## What is required:
Go through the data below. Pull out every line that has the word "notifying".
BEGIN
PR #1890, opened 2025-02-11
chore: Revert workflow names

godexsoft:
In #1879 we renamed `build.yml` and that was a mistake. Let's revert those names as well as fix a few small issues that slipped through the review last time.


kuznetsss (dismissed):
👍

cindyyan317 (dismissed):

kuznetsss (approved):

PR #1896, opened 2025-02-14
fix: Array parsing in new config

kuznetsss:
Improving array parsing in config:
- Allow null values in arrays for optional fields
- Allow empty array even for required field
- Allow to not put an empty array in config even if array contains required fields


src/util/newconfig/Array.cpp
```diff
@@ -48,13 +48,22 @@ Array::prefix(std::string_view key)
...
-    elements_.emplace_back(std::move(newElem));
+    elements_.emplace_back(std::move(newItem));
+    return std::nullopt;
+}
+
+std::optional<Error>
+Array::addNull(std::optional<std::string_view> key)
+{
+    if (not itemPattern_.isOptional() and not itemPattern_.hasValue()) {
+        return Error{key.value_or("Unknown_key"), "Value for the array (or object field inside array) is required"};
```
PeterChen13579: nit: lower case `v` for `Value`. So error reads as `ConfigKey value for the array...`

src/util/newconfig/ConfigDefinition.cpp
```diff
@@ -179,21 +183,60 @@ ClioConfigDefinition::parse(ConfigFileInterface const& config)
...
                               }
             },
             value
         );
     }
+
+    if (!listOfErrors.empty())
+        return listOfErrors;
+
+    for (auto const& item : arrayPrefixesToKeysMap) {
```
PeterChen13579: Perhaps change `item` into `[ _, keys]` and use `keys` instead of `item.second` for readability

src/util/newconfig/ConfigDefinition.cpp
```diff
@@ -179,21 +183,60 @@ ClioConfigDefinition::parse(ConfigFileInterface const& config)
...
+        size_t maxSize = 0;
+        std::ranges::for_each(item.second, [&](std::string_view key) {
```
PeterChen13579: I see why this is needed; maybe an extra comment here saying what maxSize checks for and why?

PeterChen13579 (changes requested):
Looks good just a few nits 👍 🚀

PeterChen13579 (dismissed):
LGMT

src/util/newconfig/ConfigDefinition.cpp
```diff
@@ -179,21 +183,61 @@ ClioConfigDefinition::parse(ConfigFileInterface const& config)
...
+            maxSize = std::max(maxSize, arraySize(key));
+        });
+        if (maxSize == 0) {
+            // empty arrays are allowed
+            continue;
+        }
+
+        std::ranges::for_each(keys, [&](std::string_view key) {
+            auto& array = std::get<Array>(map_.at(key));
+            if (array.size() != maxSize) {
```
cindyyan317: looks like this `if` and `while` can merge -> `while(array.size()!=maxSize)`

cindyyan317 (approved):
END
BEGIN
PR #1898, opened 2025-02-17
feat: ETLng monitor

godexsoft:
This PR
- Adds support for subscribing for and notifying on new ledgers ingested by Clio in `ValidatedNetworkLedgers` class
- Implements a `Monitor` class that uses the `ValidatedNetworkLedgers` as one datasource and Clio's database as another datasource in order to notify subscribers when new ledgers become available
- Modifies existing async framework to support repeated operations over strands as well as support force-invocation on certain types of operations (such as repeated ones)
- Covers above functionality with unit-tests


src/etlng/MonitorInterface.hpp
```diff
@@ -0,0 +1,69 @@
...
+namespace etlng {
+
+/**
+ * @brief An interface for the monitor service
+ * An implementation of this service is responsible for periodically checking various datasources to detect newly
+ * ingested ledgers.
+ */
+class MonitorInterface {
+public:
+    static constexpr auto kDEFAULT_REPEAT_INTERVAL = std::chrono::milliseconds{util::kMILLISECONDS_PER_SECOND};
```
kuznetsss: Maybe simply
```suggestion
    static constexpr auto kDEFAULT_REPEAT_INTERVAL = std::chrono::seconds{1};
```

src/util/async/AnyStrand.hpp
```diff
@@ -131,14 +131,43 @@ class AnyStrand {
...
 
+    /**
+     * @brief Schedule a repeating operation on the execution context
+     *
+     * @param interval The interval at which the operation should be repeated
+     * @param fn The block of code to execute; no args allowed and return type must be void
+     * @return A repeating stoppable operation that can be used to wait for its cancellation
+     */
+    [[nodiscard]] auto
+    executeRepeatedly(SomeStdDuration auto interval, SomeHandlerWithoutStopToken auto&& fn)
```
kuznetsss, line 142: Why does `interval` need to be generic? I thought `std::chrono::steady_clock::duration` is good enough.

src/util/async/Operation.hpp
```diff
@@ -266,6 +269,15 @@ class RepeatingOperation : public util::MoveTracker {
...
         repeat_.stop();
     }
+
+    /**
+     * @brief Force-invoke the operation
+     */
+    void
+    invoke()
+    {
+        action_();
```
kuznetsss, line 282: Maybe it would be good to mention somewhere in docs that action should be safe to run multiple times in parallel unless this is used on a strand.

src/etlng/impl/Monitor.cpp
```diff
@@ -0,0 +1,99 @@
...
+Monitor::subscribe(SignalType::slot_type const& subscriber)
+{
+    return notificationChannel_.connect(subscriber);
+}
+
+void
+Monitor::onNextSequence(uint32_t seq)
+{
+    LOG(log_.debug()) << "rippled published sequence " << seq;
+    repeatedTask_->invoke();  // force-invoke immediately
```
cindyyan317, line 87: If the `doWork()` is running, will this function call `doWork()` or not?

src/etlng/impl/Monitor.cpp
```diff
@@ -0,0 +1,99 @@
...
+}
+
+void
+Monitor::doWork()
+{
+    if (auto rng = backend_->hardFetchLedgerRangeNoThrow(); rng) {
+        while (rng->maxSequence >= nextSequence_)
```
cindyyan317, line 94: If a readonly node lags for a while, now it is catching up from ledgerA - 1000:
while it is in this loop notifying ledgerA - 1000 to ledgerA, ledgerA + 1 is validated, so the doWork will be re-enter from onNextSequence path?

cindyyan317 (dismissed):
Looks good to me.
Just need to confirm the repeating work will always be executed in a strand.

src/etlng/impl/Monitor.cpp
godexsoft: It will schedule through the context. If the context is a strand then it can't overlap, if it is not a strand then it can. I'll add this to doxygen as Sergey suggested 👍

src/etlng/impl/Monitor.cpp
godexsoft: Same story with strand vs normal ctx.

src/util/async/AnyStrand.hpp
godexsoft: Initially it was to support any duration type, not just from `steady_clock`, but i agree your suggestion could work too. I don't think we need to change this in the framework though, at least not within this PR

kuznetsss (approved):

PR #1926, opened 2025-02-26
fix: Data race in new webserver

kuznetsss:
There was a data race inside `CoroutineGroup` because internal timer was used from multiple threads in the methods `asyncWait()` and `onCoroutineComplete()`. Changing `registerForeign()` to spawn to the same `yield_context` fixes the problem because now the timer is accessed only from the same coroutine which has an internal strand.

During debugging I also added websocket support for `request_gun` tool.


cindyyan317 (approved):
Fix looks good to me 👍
END
## Task solution:
- Adds support for subscribing for and notifying on new ledgers ingested by Clio in `ValidatedNetworkLedgers` class
while it is in this loop notifying ledgerA - 1000 to ledgerA, ledgerA + 1 is validated, so the doWork will be re-enter from onNextSequence path?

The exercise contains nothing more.